THE RELEVANCY OF THE HEARTLAND - HINTERLAND DISTINCTION
IN CANADA'S ECONOMIC GEOGRAPHY
Until the early 20th century, Canada was primarily an agricultural nation. Since then it has become one of the most highly industrialized countries in the world as a direct result of the development of the 'heartland'. To a large extent the manufacturing industries present in the heartland are supplied with raw materials produced by the agricultural, mining, forestry, and fishing sectors of the Canadian economy, a region known as the 'hinterland'. The 'heartland-hinterland' concept in Canada describes patterns of economic power, namely, where economic power and control resides within the nation. Thus, the heartland-hinterland concept distinguishes raw-material and staple-producing hinterlands from the capital service industrial heartland and reveals the metropolis or dominating city of the system. At a national scale, the Canadian metropolis is Toronto, and the region with the most influence is the Great Lakes-St. Lawrence Lowlands. But while immense influence radiates outward from the metropolis located in the heartland, the relationship between hinterland and heartland is one of intimate mutual dependency. In modern Canadian economics, neither region can exist without each other, and the well-being of one directly affects the other. These two regions show remarkable contrasts, yet they are to a large extent interdependent on each other, clearly suggesting that the heartland-hinterland distinction is quite relevant in terms of Canada's economic geography.
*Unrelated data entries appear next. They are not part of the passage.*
PR #1236, opened 2024-09-05
updated tokens for dev ci testing

jlewitt1:
Update env vars for the various den accounts used in testing

### DIFF
--- a/.github/workflows/local_tests_den_dev.yaml
+++ b/.github/workflows/local_tests_den_dev.yaml
@@ -21,8 +21,8 @@ jobs:
 
   #     - name: pytest -v --level local tests/test_servers/
   #       env:
-  #         TEST_TOKEN: ${{ secrets.TEST_TOKEN }}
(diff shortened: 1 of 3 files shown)


jlewitt1:
* **#1236** <a href="https://app.graphite.dev/github/pr/run-house/runhouse/1236?utm_source=stack-comment-icon" target="_blank">Graphite</a> 👈
* `main`

<h2></h2>

mkandler (approved):
So much more clear!! Is this renaming going to break anything without changing the references to the env vars too?

jlewitt1:
actually that's a good point, would we be able to reuse the same tokens for dev/prod? otherwise we would need to branch in the test code a bit to know which env var to load

mkandler:
I think we'll need different tokens for dev and production since they'll be generated by a different private/public key pair on Den dev v Dev Prod (those should definitely not be the same)

PR #1258, opened 2024-09-12
Don't call sky refresh during ondemand cluster init

carolineechen:


carolineechen:
* **#1258** <a href="https://app.graphite.dev/github/pr/run-house/runhouse/1258?utm_source=stack-comment-icon" target="_blank">Graphite</a> 👈
* `main`

<h2></h2>

runhouse/resources/hardware/cluster.py
```diff
@@ -128,36 +128,40 @@ def address(self, addr):
...
             )
             connect_call.start()
             connect_call.join(timeout=5)
             if connect_call.is_alive():
+                return False
+            return True
+
+        if not check_connect_server():
+            if self.__class__.__name__ == "OnDemandCluster":
+                self._update_from_sky_status(dryrun=False)
```
dongreenberg, line 143: Is this called every time we first form the connection, or only if it fails based on the IP in the sky db without refreshing?

carolineechen: we try to form the connection, and if it fails (5 sec timeout) then we do a sky refresh + ping to check if the cluster is available before trying to connect again

PR #1246, opened 2024-09-09
Add more sky resource properties to cluster launched properties

carolineechen:
to add to launched_properties, but not directly from sky - memory, os

PR #1152, opened 2024-08-14
Split up `/call` and `/logs`.

rohinb2:

PR #1268, opened 2024-09-19
cluster cli commands revamp

BelSasha:


BelSasha:
* **#1268** <a href="https://app.graphite.dev/github/pr/run-house/runhouse/1268?utm_source=stack-comment-icon" target="_blank">Graphite</a> 👈
* `main`

<h2></h2>

runhouse/main.py
```diff
@@ -129,7 +132,7 @@ def notebook(
     c.notebook()
 
 
-@app.command()
+@cluster_app.command("ssh")
 def ssh(cluster_name: str, up: bool = typer.Option(False, help="Start the cluster")):
```
jlewitt1, line 136:
```suggestion
def ssh(cluster_name: str, up: bool = typer.Option(False, help="SSH into a cluster")):
```

runhouse/main.py
```diff
@@ -129,7 +132,7 @@ def notebook(
...
     """SSH into a cluster created elsewhere (so `ssh cluster` doesn't work out of the box) or not yet up."""
```
jlewitt1, line 137: this docstring appears in the "--help", i think we can condense it a bit
```suggestion
    """SSH into a cluster created elsewhere or not yet up."""
```

runhouse/main.py
```diff
@@ -666,6 +341,96 @@ def cluster_list(
         print_sky_clusters_msg(len(sky_clusters))
 
 
+@cluster_app.command("keep_warm")
+def keep_warm(
+    cluster_name: str,
+    up: Optional[bool] = typer.Option(False, help="Start the cluster"),
```
jlewitt1, line 347: maybe this should be a separate command, since keep warm really implies that the cluster is already up. wdyt?

runhouse/main.py
```diff
@@ -666,6 +341,96 @@ def cluster_list(
         print_sky_clusters_msg(len(sky_clusters))
 
 
+@cluster_app.command("keep_warm")
+def keep_warm(
```
jlewitt1, line 345: can we add a docstring here so it also appears in the "help" command: 
"Keep the cluster warm for given number of minutes after inactivity"

runhouse/main.py
```diff
@@ -129,9 +133,14 @@ def notebook(
...
-@app.command()
-def ssh(cluster_name: str, up: bool = typer.Option(False, help="Start the cluster")):
-    """SSH into a cluster created elsewhere (so `ssh cluster` doesn't work out of the box) or not yet up."""
+###############################
+# Cluster CLI commands
+###############################
+
+
+@cluster_app.command("ssh")
+def ssh(cluster_name: str, up: bool = typer.Option(False, help="SSH into a cluster")):
```
jlewitt1, line 142: similar note as above, maybe up should be a separate command?

runhouse/main.py
```diff
@@ -666,6 +351,182 @@ def cluster_list(
...
+    cluster_name: str = typer.Argument(
+        None,
+        help="The name of cluster to terminate.",
+    )
+):
+    """Terminate cluster if it is not down. No-op if cluster is already down.
+    This only applies to on-demand clusters, and has no effect on self-managed clusters.
+
+    Example:
+        .. code-block:: console:
```
jlewitt1, line 513: i dont think sphinx style code blocks are supported here - its not rending well in the CLI.. prob ok to just include the raw example snippet

runhouse/main.py
```diff
@@ -666,6 +351,182 @@ def cluster_list(
...
+
+            $ runhouse cluster down /sashab/rh-basic-cpu
+    """
+    # TODO: add a wrapper for sky down?
```
jlewitt1, line 517: the runhouse `teardown` already does a `sky down`

runhouse/main.py
```diff
@@ -666,6 +351,182 @@ def cluster_list(
...
+    try:
+        current_cluster = rh.cluster(name=cluster_name)
+        current_cluster.teardown()
```
jlewitt1, line 520: maybe we should add a param here for also removing from configs, which would call `teardown_and_delete` instead of just `teardown`.

runhouse/main.py
```diff
@@ -666,6 +351,182 @@ def cluster_list(
...
+
+    """
+    try:
+        current_cluster = rh.cluster(name=cluster_name)
+        current_cluster.up_if_not()
+    except ValueError as e:
+        if str(e) == f"Resource {cluster_name} not found":
+            console.print("Cluster is not saved in den.")
+        else:
+            console.print(f"Failed to bring up the cluster: {e}")
```
jlewitt1, line 497: what other value error could be raised here?

runhouse/main.py
```diff
@@ -613,12 +289,21 @@ def cluster_list(
...
-    """Load Runhouse clusters"""
+    """Load Runhouse clusters.
+
+    Examples:
+        .. code-block:: console:
+
+            $ runhouse cluster list
+            $ runhouse cluster list --all
+            $ runhouse cluster list --since 10m
+            $ runhouse cluster list --status terminate
```
jlewitt1, line 300:
```suggestion
            $ runhouse cluster list --status terminated
```

runhouse/main.py
```diff
@@ -540,7 +210,13 @@ def status(
         help="Whether to update Den with the status",
     ),
 ):
-    """Load the status of the Runhouse daemon running on a cluster."""
+    """Load the status of the Runhouse daemon running on a cluster.
```
jlewitt1, line 213: wondering if we should be more generic here by just saying "load the status of the cluster". not sure how important the distinction would be to a user that this is specifically checking the status of the daemon, since we make the distinction anyways between a running cluster and one where the daemon is down. wdyt?

runhouse/resources/hardware/cluster.py
```diff
@@ -2033,3 +2034,33 @@ def list(
...
+            logs = obj_store.logs(tail=tail)
+        else:
+            logs = self.call_client_method(
+                "logs",
+                tail=tail,
+            )
+
+        return logs
+
+    def _get_saved_logs_from_den(self):
```
jlewitt1, line 2060: this feels more like a helper than a cluster class method

runhouse/servers/cluster_servlet.py
```diff
@@ -664,11 +664,11 @@ def status(self, send_to_den: bool = False):
     ##############################################
     # Save cluster logs to Den
     ##############################################
-    def _get_logs(self):
+    def _get_logs(self, join_by: str = " "):
```
jlewitt1, line 667: in what scenarios would the `join_by` be different?

runhouse/servers/http/http_server.py
```diff
@@ -789,6 +790,13 @@ def get_status(request: Request, send_to_den: bool = False):
 
         return obj_store.status(send_to_den=send_to_den)
 
+    @staticmethod
+    @app.get("/logs")
+    @validate_cluster_access
+    def get_logs(request: Request, tail: int = DEFAULT_SURFACED_LOG_LENGTH):
```
jlewitt1, line 796: noting that rohin is currently working on a PR that handles logs very similarly, might be worth building on that (we can discuss further too): 
https://github.com/run-house/runhouse/pull/1152/files#diff-3e12105589672c203d48d9b023b833a328411f3a3c8d09f92a84ec63e59e003eR469

runhouse/utils.py
```diff
@@ -800,3 +810,335 @@ def print_sky_clusters_msg(num_sky_clusters: int):
         console.print(
             f"{msg} For more information, please run [bold italic]sky status -r[/bold italic]."
         )
+
+
+def adjust_resource_type(resource_type: str):
```
jlewitt1, line 815: maybe `condense_resource_type` is more accurate? meaning we're abbreviating the full resource path for display purposes right?

runhouse/utils.py
```diff
@@ -800,3 +810,335 @@ def print_sky_clusters_msg(num_sky_clusters: int):
...
+    link_to_den_dashboard = f"{api_server_url}/resources/{cluster_uri}"
+    return link_to_den_dashboard
+
+
+###############################
+# Status helping functions
+###############################
+
+
+def print_cluster_config(cluster_config: Dict):
```
jlewitt1, line 840: these console printing helpers are more specifically cli utils, maybe we move those into a dedicated `cli_utils` file? (specifcally the ones that are only relevant to the CLI)

runhouse/utils.py
```diff
@@ -800,3 +810,335 @@ def print_sky_clusters_msg(num_sky_clusters: int):
...
+
+                    else:
+                        is_func_running: str = ""
+
+                    resource_info_str = resource_info_str + is_func_running
+
+                    console.print(resource_info_str)
+
+
+def print_cloud_properties(cluster_config: dict):
```
jlewitt1, line 1058: caroline recently added a few more properties (https://github.com/run-house/runhouse/pull/1246/files), can we add these too?

runhouse/main.py
```diff
@@ -666,6 +351,182 @@ def cluster_list(
...
+        bring_logs_from_den = True
+
+    else:
+        # we are inside the cluster
+        current_cluster = cluster_or_local  # cluster_or_local = rh.here
+
+    try:
+        if bring_logs_from_den:
+            console.print("Getting the last chunk of logs saved in Den.")
+            get_logs_den_resp = current_cluster._get_saved_logs_from_den()
```
jlewitt1, line 456: for consistency wdyt about having this take the `tail` value, so the requested number of lines (from den) are returned?

runhouse/main.py
```diff
@@ -666,6 +351,182 @@ def cluster_list(
...
+
+    Example:
+        .. code-block:: console:
+
+            $ runhouse cluster logs /sashab/rh-basic-cpu
+
+    """
+
+    cluster_or_local = rh.here
+    bring_logs_from_den = False
```
jlewitt1, line 410: nit - 
```suggestion
    load_from_den = False
```

runhouse/main.py
BelSasha: yeah, the main open question here is how do we handle sky clusters that are up but not saved in den. 

 I think we can handle it as we handle sky clusters in cluster list: if there are sky clusters that are not saved in den, just print a message saying that there are sky clusters that are not saved in den, therefore they are still up. wdyt?

runhouse/main.py
BelSasha: a value error that is not raised by runhouse. This is an edge case.. I'm on the fence deciding if it will be common enough to have this fork in the code. wdyt?

runhouse/servers/cluster_servlet.py
BelSasha: Added it to support getting logs, can be removed now, since we are waiting for Rohin's implementation.

runhouse/utils.py
BelSasha: current output:
image

printing the `num_cpus` and accelerators info, if exists. Not sure if we need to print the total disk size. @jlewitt1 wdyt?

runhouse/main.py
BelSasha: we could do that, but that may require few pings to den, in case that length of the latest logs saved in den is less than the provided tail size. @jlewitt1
PR #1276, opened 2024-09-23
separate autostop check into dedicated thread

jlewitt1:


jlewitt1:
* **#1276** <a href="https://app.graphite.dev/github/pr/run-house/runhouse/1276?utm_source=stack-comment-icon" target="_blank">Graphite</a> 👈
* `main`

<h2></h2>

BelSasha (approved):

runhouse/servers/cluster_servlet.py
```diff
@@ -330,6 +336,37 @@ async def acheck_cluster_logs(self, interval_size: int):
...
         return logs_den_resp, new_start_log_line, new_end_log_line
 
+    async def aperiodic_autostop_check(self):
+        """Periodically check the autostop of the cluster"""
+        while True:
+            should_update_autostop: bool = self.autostop_helper is not None
+            cluster_config = await self.aget_cluster_config()
+
+            # Note: for now using the same interval for both autostop and status checks
+            interval_size = cluster_config.get(
```
carolineechen, line 346: it is possible interval size in the config is -1 right? and thoughts on just hardcoding this to 60 (s)?

runhouse/servers/cluster_servlet.py
```diff
@@ -330,6 +336,37 @@ async def acheck_cluster_logs(self, interval_size: int):
...
+                "status_check_interval", DEFAULT_STATUS_CHECK_INTERVAL
+            )
+
+            if not should_update_autostop:
+                logger.debug(
+                    f"Not updating autostop, checking again in {interval_size} minutes"
```
carolineechen, line 352: I don't think this debug statement makes sense since `should_update_autostop` as determined currently shouldn't ever change across loops. it's just based on whether or not the cluster is an ondemand cluster.

also noting that `break` here breaks out of the while loop. should be `continue` if we intend to continue running the thread in the background

runhouse/servers/cluster_servlet.py
jlewitt1: yea good point, i think for now easiest to just hard code it until we have a good reason to make it configurable

runhouse/servers/cluster_servlet.py
```diff
@@ -330,6 +336,25 @@ async def acheck_cluster_logs(self, interval_size: int):
 
         return logs_den_resp, new_start_log_line, new_end_log_line
 
+    async def aperiodic_autostop_check(self):
+        """Periodically check the autostop of the cluster"""
+        interval_size = 60
+        while True:
+            should_update_autostop: bool = self.autostop_helper is not None
+            if not should_update_autostop:
```
carolineechen, line 344: what if we move this into the try as follows. this way, we still have the sleep for interval size apply to all cases.

```
try:
    if should_udpate_autostop:
          status, _ = await ...
          ...
except...
finally...
```

carolineechen (approved):

PR #1279, opened 2024-09-24
Update index.rst to solve weird formatting

py-rh:


carolineechen (commented):
there's an issue with the previous bullet points, where there should be a blank line between bullets of different indentations for markdown. I'm not 100% if that will fix the rendering issue but might be worth giving a try before switching completely to html?

ex 
```
* bullet 1

   * nested bullet
   * nested bullet

* bullet 2

   * nested bullet
```

py-rh:
> there's an issue with the previous bullet points, where there should be a blank line between bullets of different indentations for markdown. I'm not 100% if that will fix the rendering issue but might be worth giving a try before switching completely to html?
> 
> ex
> 
> ```
> * bullet 1
> 
>    * nested bullet
>    * nested bullet
> 
> * bullet 2
> 
>    * nested bullet
> ```

They say that ChatGPT will replace developers but they could never replace @carolineechen (I spent a long time debating ChatGPT about why it doesn't work - the extra space below fixed it!)

mkandler (approved):
✨

PR #1286, opened 2024-09-25
add autostop support as an env var

jlewitt1:


jlewitt1:
* **#1286** <a href="https://app.graphite.dev/github/pr/run-house/runhouse/1286?utm_source=stack-comment-icon" target="_blank">Graphite</a> 👈
* `main`

<h2></h2>

runhouse/resources/hardware/cluster.py
```diff
@@ -506,6 +506,11 @@ def _sync_default_env_to_cluster(self):
             self._default_env.add_env_var("disable_observability", "True")
             logger.info("Disabling observability on the cluster")
 
+        autostop_interval = os.getenv("RH_AUTOSTOP_INTERVAL")
+        if autostop_interval:
+            self._default_env.add_env_var("RH_AUTOSTOP_INTERVAL", autostop_interval)
+            logger.info(f"Setting cluster autostop to {autostop_interval} seconds")
+
```
carolineechen, line 513: I think we don't need to include this here if the main purpose is for testing and not actually a variable the user will set. We can just add this env var in the test setup instead.

carolineechen (approved):

PR #157, opened 2021-04-26
Store import script final state

imbstack:
Just for posterity's sake. Hopefully we won't need these soon.


bsieber-mozilla (approved):
lgtm

PR #161, opened 2021-04-28
Updating indexes for bulk read operation

bsieber-mozilla:
-Removal of single column index: Email.update_timestamp
+Addition of composite index: Email.update_timestamp, Email.email_id

_Includes an autogenerated migration script._


jwhitlock (approved):
Thanks @bsieber-mozilla!

PR #166, opened 2021-04-28
Revert "Use scoped_session for database session"

jwhitlock:
This reverts commit 60985aedffb8827d6057c8fadb5772401d568008 from PR #117, to address re-opened issue #70.

FastAPI shares threads between requests, which causes issues for ``scoped_session``'s per-thread sessions.

@imbstack and @bsieber-mozilla have been able to reproduce in ctms-stage by making many similar requests in parallel.


imbstack (approved):
I think that makes sense?

PR #175, opened 2021-04-30
Updating bulk query for mofo_relevant

bsieber-mozilla:


cvalaas (approved):

ctms/crud.py
```diff
@@ -79,25 +79,45 @@ def _contact_base_query(db):
     )
 
 
+def query_filter_list(start_time, end_time, after_email_uuid, mofo_relevant):
```
jwhitlock, line 82: Nit: I'd do this work ``get_bulk_contents``, since it doesn't seem like a generally useful function.

ctms/crud.py
```diff
@@ -79,25 +79,45 @@ def _contact_base_query(db):
...
         after_email_uuid = uuid.UUID(after_email_id)
+    filter_list = query_filter_list(
+        start_time=start_time,
+        end_time=end_time,
+        after_email_uuid=after_email_uuid,
+        mofo_relevant=mofo_relevant,
+    )
+    bulk_contacts = _contact_base_query(db)
+    for query_filter in filter_list:
+        bulk_contacts = bulk_contacts.filter(query_filter)
```
jwhitlock, line 117: The tests confirm that this is applied as an ``AND`` filter, nice work

jwhitlock (approved):
@bsieber-mozilla thanks for the quick work! I'd like to see a test for an update with the mofo_relevant flag set, but it seems clear it will work on inspection.

ctms/crud.py
bsieber-mozilla: renamed this

ctms/crud.py
```diff
@@ -79,25 +79,45 @@ def _contact_base_query(db):
...
+        return [
+            Email.update_timestamp >= start_time,
+            Email.update_timestamp < end_time,
+            Email.email_id != after_email_uuid,
+        ]
+    return [
+        Email.update_timestamp >= start_time,
+        Email.update_timestamp < end_time,
+        Email.email_id != after_email_uuid,
+        Email.mofo.has(mofo_relevant=mofo_relevant),
```
bsieber-mozilla, line 93: `.has` was essential for truly getting the query to be properly created (printed sql query to visually confirm)

tests/unit/test_crud.py
```diff
@@ -186,6 +186,64 @@ def test_get_contact_by_email_id_miss(dbsession):
...
+    with StatementWatcher(dbsession.connection()) as watcher:
+        bulk_contact_list = get_bulk_contacts(
+            dbsession,
+            start_time=after_start,
+            end_time=end_time,
+            limit=10,
+            mofo_relevant=mofo_relevant_flag,
+        )
+    assert watcher.count == 1
+    assert len(bulk_contact_list) == 0
```
jwhitlock, line 214: This surprised me, I was expecting two results. I think I understand why - there's no row in the mofo table, so the query skips those, even though if you fetch those contacts it will say ``mofo_relevant = false``.

I think either the code should also include contacts with no mofo row, or we should forbid setting the value to false, so that it can only be used to select mofo relevant records and not irrelevant ones

bsieber-mozilla:
This PR introduces a new query param `mofo_relevant` that is optional, if provided as True or False, it will be provided to the underlying query. 

For MOFO relevant records, send mofo_relevant=True in the query params
For non mofo relevant records, send mofo_relevant=False
for all records, send nothing in mofo_relevant

tests/unit/test_crud.py
cvalaas: I agree, I think?
`mofo_relevant=True` should return all records with that flag set to true in the mofo table, while `mofo_relevant=False` should return all records where (that flag is false OR flag doesn't exist)

bsieber-mozilla: `mofo_relevant=None` imo should also be a possibility, but without the added filtration.

jwhitlock: Does ``mofo_relevant=None`` get set by ``/updates?mofo_relevant=`` (no value)? If so, then yes, that should act the same as if you called ``/updates`` without the new parameter.

bsieber-mozilla: no value... I think we'll need to make a minor shift to the api to allow for "" blank string instead of bools again. But yeah let me make that change

ctms/crud.py
```diff
@@ -79,25 +79,55 @@ def _contact_base_query(db):
     )
 
 
+def get_bulk_query(start_time, end_time, after_email_uuid, mofo_relevant):
```
jwhitlock, line 82: Now that there are three paths, I think there is a higher risk of common changes not being reflected across all three options. Can you combine the common path, something like this:

```python
filters = [
  Email.update_timestamp >= start_time,
  Email.update_timestamp < end_time,
  Email.email_id != after_email_uuid
]
if mofo_relevant is False:
  filters.append(_or(Email.mofo == None, Email.mofo.has(mofo_relevant=mofo_relevant))
if mofo_relevant is True:
  filters.append(Email.mofo.has(mofo_relevant=mofo_relevant))
return filters
```

pyproject.toml
```diff
@@ -76,6 +76,7 @@ testpaths = [
         "C0114", # mozilla-it/ctms-api#100
         "C0115", # mozilla-it/ctms-api#100
         "C0116", # mozilla-it/ctms-api#100
+        "C0121", # Because it's actually not a singleton, but a model comparison
```
jwhitlock, line 79: I'm not sure which like is giving this warning, but could just that line disable the warning?  The line syntax is ``# pylint: disable foo-message`` or ``# pylint: disable C0121``

bsieber-mozilla: I've moved this inline; but it was being called out near the filtration query for the `==` when it believes singletons are being compared

jwhitlock (approved):
Thanks @bsieber-mozilla, I think it is ready to merge!

bsieber-mozilla:
merging!

Issue #177, opened 2021-05-03
Enable more mypy


jwhitlock:
As an ongoing task, enable mypy in stricter modes to expand static checking. I should be possible for 100% of the CTMS code to be statically checked, but that some dependencies will not be checked.

mypy uses ``mypy.ini`` for options, and allows per-folder and per-file overrides in this file. mypy does not (yet) support ``pyproject.toml``

PR #178, opened 2021-05-03
Add mypy.ini, enabled warn-return-any

jwhitlock:
As part of increasing mypy strictness (issue #177), switch to ``mypy.ini``, which makes it easier to override settings for particular files, and to share the configuration between the pre-commit hook and the linting script.

Add the ``warn-return-any`` option, which warns when a type with ``Any`` is returned from a function that declares a non-``Any`` return type. The default for non-annotated functions is to return ``Any``, and this includes libraries where mypy can't see the annotations. For ``ctms/crud.py``, this exposed some issues with return types for functions that can return ``None``. For ``ctms/auth.py``, it mostly involved specifying the types for return values from library functions.

### DIFF
--- a/ctms/auth.py
+++ b/ctms/auth.py
@@ -48,7 +48,7 @@ def create_access_token(
     to_encode = data.copy()
     expire = (now or datetime.now(timezone.utc)) + expires_delta
     to_encode["exp"] = expire
-    encoded_jwt = jwt.encode(to_encode, secret_key, algorithm="HS256")
+    encoded_jwt: str = jwt.encode(to_encode, secret_key, algorithm="HS256")
     return encoded_jwt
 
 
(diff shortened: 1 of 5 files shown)


ctms/auth.py
```diff
@@ -133,7 +133,12 @@ def __init__(
 
     async def __call__(self, request: Request) -> Optional[str]:
         authorization: str = request.headers.get("Authorization")
-        scheme, param = get_authorization_scheme_param(authorization)
+
+        # TODO: Try combining these lines after FastAPI 0.61.2 / mypy update
+        scheme_param = get_authorization_scheme_param(authorization)
+        scheme: str = scheme_param[0]
+        param: str = scheme_param[1]
```
jwhitlock, line 140: I didn't understand why this was necessary. FastAPI defines [get_authorization_scheme_param](https://github.com/tiangolo/fastapi/blob/22528373bba6a654323de416ad5c867cbadb81bb/fastapi/security/utils.py#L4-L8) as returning ``Tuple[str, str]``, but mypy doesn't recognize the two-item assignment as ``str``. It could be a FastAPI packaging issue (a ``py.typed`` file may be missing), or a mypy issue (FastAPI pins the mypy version). I left a note to see if the one-line version will be valid in the future.

bsieber-mozilla (approved):
lgtm 🚀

Upon discussing the importance of the heartland-hinterland in Canada, it is necessary to discuss what each term refers to. According to McCann the heartland is an area "... which possesses favourable physical qualities and grant food accessibility to markets; they display a diversified profile of secondary, tertiary, and quaternary industries; they are characterized by a highly urbanized and concentrated population which participates in a well-integrated urban system; they are well advanced along the development path and possess the capacity for innovative change." Literally, hinterland means 'the land behind', the area from which a heartland draws its raw materials and which, in turn, serves as a market for the heartland's manufactured goods.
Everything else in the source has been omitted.